Scan the entries that follow and copy out every line containing "undefined".

[Data items]
____________

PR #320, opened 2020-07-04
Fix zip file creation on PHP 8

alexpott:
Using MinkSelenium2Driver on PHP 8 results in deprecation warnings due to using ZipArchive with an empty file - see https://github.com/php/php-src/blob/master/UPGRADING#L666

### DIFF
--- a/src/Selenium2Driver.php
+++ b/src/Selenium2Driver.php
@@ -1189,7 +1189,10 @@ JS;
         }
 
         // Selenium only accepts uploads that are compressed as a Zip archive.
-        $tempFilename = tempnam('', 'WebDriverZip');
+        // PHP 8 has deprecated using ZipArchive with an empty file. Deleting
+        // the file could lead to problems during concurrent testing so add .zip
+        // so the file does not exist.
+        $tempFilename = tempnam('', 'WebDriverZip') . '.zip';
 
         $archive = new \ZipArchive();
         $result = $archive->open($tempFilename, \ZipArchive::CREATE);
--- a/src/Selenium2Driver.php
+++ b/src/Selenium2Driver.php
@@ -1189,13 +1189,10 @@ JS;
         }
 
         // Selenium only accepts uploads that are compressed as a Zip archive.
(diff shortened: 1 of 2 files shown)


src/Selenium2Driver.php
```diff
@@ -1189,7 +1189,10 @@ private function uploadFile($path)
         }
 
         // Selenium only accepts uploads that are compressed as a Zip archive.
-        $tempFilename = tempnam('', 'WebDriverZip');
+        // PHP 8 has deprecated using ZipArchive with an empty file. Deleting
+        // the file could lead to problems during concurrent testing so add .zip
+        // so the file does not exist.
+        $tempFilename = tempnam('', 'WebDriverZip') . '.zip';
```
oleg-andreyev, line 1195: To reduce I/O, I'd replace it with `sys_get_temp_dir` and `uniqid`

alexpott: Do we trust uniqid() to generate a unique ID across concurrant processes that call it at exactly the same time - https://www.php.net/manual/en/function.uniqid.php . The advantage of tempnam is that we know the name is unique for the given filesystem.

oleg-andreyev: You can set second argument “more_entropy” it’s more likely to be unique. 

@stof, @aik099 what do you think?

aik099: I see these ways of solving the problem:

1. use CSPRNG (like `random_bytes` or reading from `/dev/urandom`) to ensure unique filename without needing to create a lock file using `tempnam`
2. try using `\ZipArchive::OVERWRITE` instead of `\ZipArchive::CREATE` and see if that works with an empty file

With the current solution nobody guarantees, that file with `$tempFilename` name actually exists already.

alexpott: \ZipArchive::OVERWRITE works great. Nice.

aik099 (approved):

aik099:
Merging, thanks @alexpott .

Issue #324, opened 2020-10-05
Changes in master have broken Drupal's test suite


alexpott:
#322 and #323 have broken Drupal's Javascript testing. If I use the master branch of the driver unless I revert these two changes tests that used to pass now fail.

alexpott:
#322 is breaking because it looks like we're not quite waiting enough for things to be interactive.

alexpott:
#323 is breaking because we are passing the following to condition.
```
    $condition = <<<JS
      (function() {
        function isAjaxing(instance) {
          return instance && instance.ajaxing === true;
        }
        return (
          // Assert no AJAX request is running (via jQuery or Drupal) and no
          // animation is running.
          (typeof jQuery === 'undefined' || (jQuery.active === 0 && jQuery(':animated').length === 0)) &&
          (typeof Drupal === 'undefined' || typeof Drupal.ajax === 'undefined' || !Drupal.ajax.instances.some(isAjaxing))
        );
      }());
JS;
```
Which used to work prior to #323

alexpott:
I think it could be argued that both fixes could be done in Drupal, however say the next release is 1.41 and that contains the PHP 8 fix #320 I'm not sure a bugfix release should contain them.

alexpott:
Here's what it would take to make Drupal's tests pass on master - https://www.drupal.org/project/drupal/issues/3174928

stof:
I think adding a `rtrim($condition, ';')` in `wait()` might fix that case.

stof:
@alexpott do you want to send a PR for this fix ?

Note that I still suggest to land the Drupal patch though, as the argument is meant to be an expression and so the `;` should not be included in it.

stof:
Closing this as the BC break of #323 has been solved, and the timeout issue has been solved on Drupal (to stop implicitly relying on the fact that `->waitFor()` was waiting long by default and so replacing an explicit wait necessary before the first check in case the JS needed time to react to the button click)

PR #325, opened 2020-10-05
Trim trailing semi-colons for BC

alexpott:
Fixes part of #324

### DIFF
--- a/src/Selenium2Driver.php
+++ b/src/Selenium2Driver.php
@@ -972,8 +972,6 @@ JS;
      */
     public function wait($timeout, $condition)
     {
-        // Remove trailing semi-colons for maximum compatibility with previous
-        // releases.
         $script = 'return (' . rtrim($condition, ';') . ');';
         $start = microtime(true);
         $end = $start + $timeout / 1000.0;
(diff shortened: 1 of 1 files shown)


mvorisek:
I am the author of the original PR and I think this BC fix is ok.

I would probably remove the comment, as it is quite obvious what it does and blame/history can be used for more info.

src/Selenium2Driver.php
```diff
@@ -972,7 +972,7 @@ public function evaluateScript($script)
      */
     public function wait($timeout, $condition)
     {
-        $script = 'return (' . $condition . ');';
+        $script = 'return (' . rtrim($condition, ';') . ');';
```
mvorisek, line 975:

____________

ANSWER BOX:
          (typeof jQuery === 'undefined' || (jQuery.active === 0 && jQuery(':animated').length === 0)) &&
          (typeof Drupal === 'undefined' || typeof Drupal.ajax === 'undefined' || !Drupal.ajax.instances.some(isAjaxing))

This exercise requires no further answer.